Try it
Copy every line below. Do not alter any of them.

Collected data
PR #6584, opened 2022-04-28
Improve shipment tracking logging

### LINKED ISSUE #6581: Add more shipment tracking log entries automatically
The shipment tracking log would be more useful if typical shipment actions inserted new tracking log entries automatically, such as:
- Any change in shipment status including
  - Stock Exit
  - Stock Entry

### LINKED ISSUE #6582: Add shipment registry action menu item to mark the shipment as complete
We currently have no way to indicate that a shipment is completed if something was lost in transit.   Once a shipment has been partially received, we should have a way to mark it as completed even if we have not received everything.

We should add a (conditional) action menu item to the shipment registry item action menus that would allow the shipment to be marked as complete.   Note that this option would only be available if the shipment is in "PARTIAL" state.

jmcameron:
Improve the shipment tracking logging
- Automatically adds a shipment tracking node when you create, edit, mark ready to ship, do stock exit, do stock entry, and complete a shipment.
- Enable the user to add shipment tracking notes at any time
- Adds option to mark a partially delivered shipment as complete (with appropriate tracking log note).  This is for cases where some items were lost in transit.
- When stock exits or entries are invoked from the shipping registry, we automatically return to the registry when the action is complete.

Closes https://github.com/IMA-WorldHealth/bhima/issues/6582
Closes https://github.com/IMA-WorldHealth/bhima/issues/6581

**TESTING**
- Create a shipment and do each of these steps. After each step, check the "Tracking log" from the action menu to observe the notes
   - Create
   - Edit (update packing list)
   - Mark ready to ship
   - Stock Exit
   - Stock Entry - PARTIAL
   - Stock Entry - for the rest of the items.  This will mark the shipment as complete and add an entry in the tracking log
- Repeat the process above, but after doing a partial entry, mark the shipment as complete and check the tracking log


jmcameron:
The integration tests found a real problem.  Working on it.

client/src/modules/shipment/modals/shipment-completed.modal.html
```diff
@@ -0,0 +1,36 @@
+<form
+  name="ModalForm"
+  ng-submit="$ctrl.submit(ModalForm)"
+  data-modal="stock-inventories-search"
```
jniles, line 4: This text could probably be updated - I don't think this is the stock inventories search.

client/src/modules/stock/entry/entry.js
```diff
@@ -31,6 +31,8 @@ function StockEntryController(
   const mapEntry = initEntryMap();
   const { params } = $state;
 
+  vm.fromShipmentRegistry = !!params.shipment;
```
jniles: Here's a more elegant approach using ui-router:

First, inject the `$transition$` service.

Then:
```js
const isFromShipmentRegistry = $transition$.from().name === 'shipments';
```

This way, we don't have to worry about `params` and what they contain.

I would also encourage you to do this in the `submit` block, not here, since that is all you need it for.  You also don't need to attach it to the `vm` scope.

Relevant documentation: https://ui-router.github.io/ng1/docs/latest/modules/injectables.html#_transition_

client/src/modules/stock/entry/entry.js
```diff
@@ -741,12 +742,21 @@ function StockEntryController(
       user_id       : vm.stockForm.details.user_id,
     };
 
+    if (vm.shipment) {
+      movement.shipment_uuid = vm.shipment.uuid;
```
jniles, line 744: Good catch 👍

server/models/migrations/next/migrate.sql
```diff
@@ -202,8 +202,8 @@ CREATE TABLE IF NOT EXISTS `shipment_tracking` (
   `date`               TIMESTAMP NOT NULL DEFAULT CURRENT_TIMESTAMP,
   `user_id`            SMALLINT(5) UNSIGNED NULL,
   PRIMARY KEY (`uuid`),
-  CONSTRAINT `shipment_location__shipment` FOREIGN KEY (`shipment_uuid`) REFERENCES `shipment` (`uuid`),
-  CONSTRAINT `shipment_location__user` FOREIGN KEY (`user_id`) REFERENCES `user` (`id`)
+  CONSTRAINT `shipment_tracking__shipment` FOREIGN KEY (`shipment_uuid`) REFERENCES `shipment` (`uuid`) ON DELETE CASCADE,
```
jniles, line 205: Good rename

server/models/schema.sql
```diff
@@ -2750,7 +2750,7 @@ CREATE TABLE `shipment_item` (
   `quantity_sent`      INT(11) UNSIGNED DEFAULT 0,
   `quantity_delivered` INT(11) UNSIGNED DEFAULT 0,
   PRIMARY KEY (`uuid`),
-  CONSTRAINT `shipment_item__shipment` FOREIGN KEY (`shipment_uuid`) REFERENCES `shipment` (`uuid`),
+  CONSTRAINT `shipment_item__shipment` FOREIGN KEY (`shipment_uuid`) REFERENCES `shipment` (`uuid`) ON DELETE CASCADE,
```
jniles, line 2753: 👍

jniles (commented):
This looks awesome!  I've made one single comment on code.

The other thing is that this warning shows up both before the shipment is shipped and after it is received.  We should probably just hide it, since we can add notes whenever.

image


Otherwise, looks good to me.

jmcameron:
> The other thing is that this warning shows up both before the shipment is shipped and after it is received. We should probably just hide it, since we can add notes whenever.

Fixed.

client/src/modules/stock/entry/entry.js
jmcameron: Done.  Although I still needed to check whether a shipment UUID was provided since if we are in the shipments registry and we click on the Stock Exit page, $transition$ thinks we came from 'shipments'.  So I made the check (in Submit now) check both.   That approach seems more robust to future changes (eg, suppose in the future we jump to Stock Exit page with a shipment UUID, but not from the shipment registry, then we would not want to jump back to the shipment registry).

jniles: That makes sense to me.

jniles:
Looks good to me.

Bors r+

Answer
PR #6584, opened 2022-04-28
Improve shipment tracking logging

### LINKED ISSUE #6581: Add more shipment tracking log entries automatically
The shipment tracking log would be more useful if typical shipment actions inserted new tracking log entries automatically, such as:
- Any change in shipment status including
  - Stock Exit
  - Stock Entry

### LINKED ISSUE #6582: Add shipment registry action menu item to mark the shipment as complete
We currently have no way to indicate that a shipment is completed if something was lost in transit.   Once a shipment has been partially received, we should have a way to mark it as completed even if we have not received everything.

We should add a (conditional) action menu item to the shipment registry item action menus that would allow the shipment to be marked as complete.   Note that this option would only be available if the shipment is in "PARTIAL" state.

jmcameron:
Improve the shipment tracking logging
- Automatically adds a shipment tracking node when you create, edit, mark ready to ship, do stock exit, do stock entry, and complete a shipment.
- Enable the user to add shipment tracking notes at any time
- Adds option to mark a partially delivered shipment as complete (with appropriate tracking log note).  This is for cases where some items were lost in transit.
- When stock exits or entries are invoked from the shipping registry, we automatically return to the registry when the action is complete.

Closes https://github.com/IMA-WorldHealth/bhima/issues/6582
Closes https://github.com/IMA-WorldHealth/bhima/issues/6581

**TESTING**
- Create a shipment and do each of these steps. After each step, check the "Tracking log" from the action menu to observe the notes
   - Create
   - Edit (update packing list)
   - Mark ready to ship
   - Stock Exit
   - Stock Entry - PARTIAL
   - Stock Entry - for the rest of the items.  This will mark the shipment as complete and add an entry in the tracking log
- Repeat the process above, but after doing a partial entry, mark the shipment as complete and check the tracking log


jmcameron:
The integration tests found a real problem.  Working on it.

client/src/modules/shipment/modals/shipment-completed.modal.html
```diff
@@ -0,0 +1,36 @@
+<form
+  name="ModalForm"
+  ng-submit="$ctrl.submit(ModalForm)"
+  data-modal="stock-inventories-search"
```
jniles, line 4: This text could probably be updated - I don't think this is the stock inventories search.

client/src/modules/stock/entry/entry.js
```diff
@@ -31,6 +31,8 @@ function StockEntryController(
   const mapEntry = initEntryMap();
   const { params } = $state;
 
+  vm.fromShipmentRegistry = !!params.shipment;
```
jniles: Here's a more elegant approach using ui-router:

First, inject the `$transition$` service.

Then:
```js
const isFromShipmentRegistry = $transition$.from().name === 'shipments';
```

This way, we don't have to worry about `params` and what they contain.

I would also encourage you to do this in the `submit` block, not here, since that is all you need it for.  You also don't need to attach it to the `vm` scope.

Relevant documentation: https://ui-router.github.io/ng1/docs/latest/modules/injectables.html#_transition_

client/src/modules/stock/entry/entry.js
```diff
@@ -741,12 +742,21 @@ function StockEntryController(
       user_id       : vm.stockForm.details.user_id,
     };
 
+    if (vm.shipment) {
+      movement.shipment_uuid = vm.shipment.uuid;
```
jniles, line 744: Good catch 👍

server/models/migrations/next/migrate.sql
```diff
@@ -202,8 +202,8 @@ CREATE TABLE IF NOT EXISTS `shipment_tracking` (
   `date`               TIMESTAMP NOT NULL DEFAULT CURRENT_TIMESTAMP,
   `user_id`            SMALLINT(5) UNSIGNED NULL,
   PRIMARY KEY (`uuid`),
-  CONSTRAINT `shipment_location__shipment` FOREIGN KEY (`shipment_uuid`) REFERENCES `shipment` (`uuid`),
-  CONSTRAINT `shipment_location__user` FOREIGN KEY (`user_id`) REFERENCES `user` (`id`)
+  CONSTRAINT `shipment_tracking__shipment` FOREIGN KEY (`shipment_uuid`) REFERENCES `shipment` (`uuid`) ON DELETE CASCADE,
```
jniles, line 205: Good rename

server/models/schema.sql
```diff
@@ -2750,7 +2750,7 @@ CREATE TABLE `shipment_item` (
   `quantity_sent`      INT(11) UNSIGNED DEFAULT 0,
   `quantity_delivered` INT(11) UNSIGNED DEFAULT 0,
   PRIMARY KEY (`uuid`),
-  CONSTRAINT `shipment_item__shipment` FOREIGN KEY (`shipment_uuid`) REFERENCES `shipment` (`uuid`),
+  CONSTRAINT `shipment_item__shipment` FOREIGN KEY (`shipment_uuid`) REFERENCES `shipment` (`uuid`) ON DELETE CASCADE,
```
jniles, line 2753: 👍

jniles (commented):
This looks awesome!  I've made one single comment on code.

The other thing is that this warning shows up both before the shipment is shipped and after it is received.  We should probably just hide it, since we can add notes whenever.

image


Otherwise, looks good to me.

jmcameron:
> The other thing is that this warning shows up both before the shipment is shipped and after it is received. We should probably just hide it, since we can add notes whenever.

Fixed.

client/src/modules/stock/entry/entry.js
jmcameron: Done.  Although I still needed to check whether a shipment UUID was provided since if we are in the shipments registry and we click on the Stock Exit page, $transition$ thinks we came from 'shipments'.  So I made the check (in Submit now) check both.   That approach seems more robust to future changes (eg, suppose in the future we jump to Stock Exit page with a shipment UUID, but not from the shipment registry, then we would not want to jump back to the shipment registry).

jniles: That makes sense to me.

jniles:
Looks good to me.

Bors r+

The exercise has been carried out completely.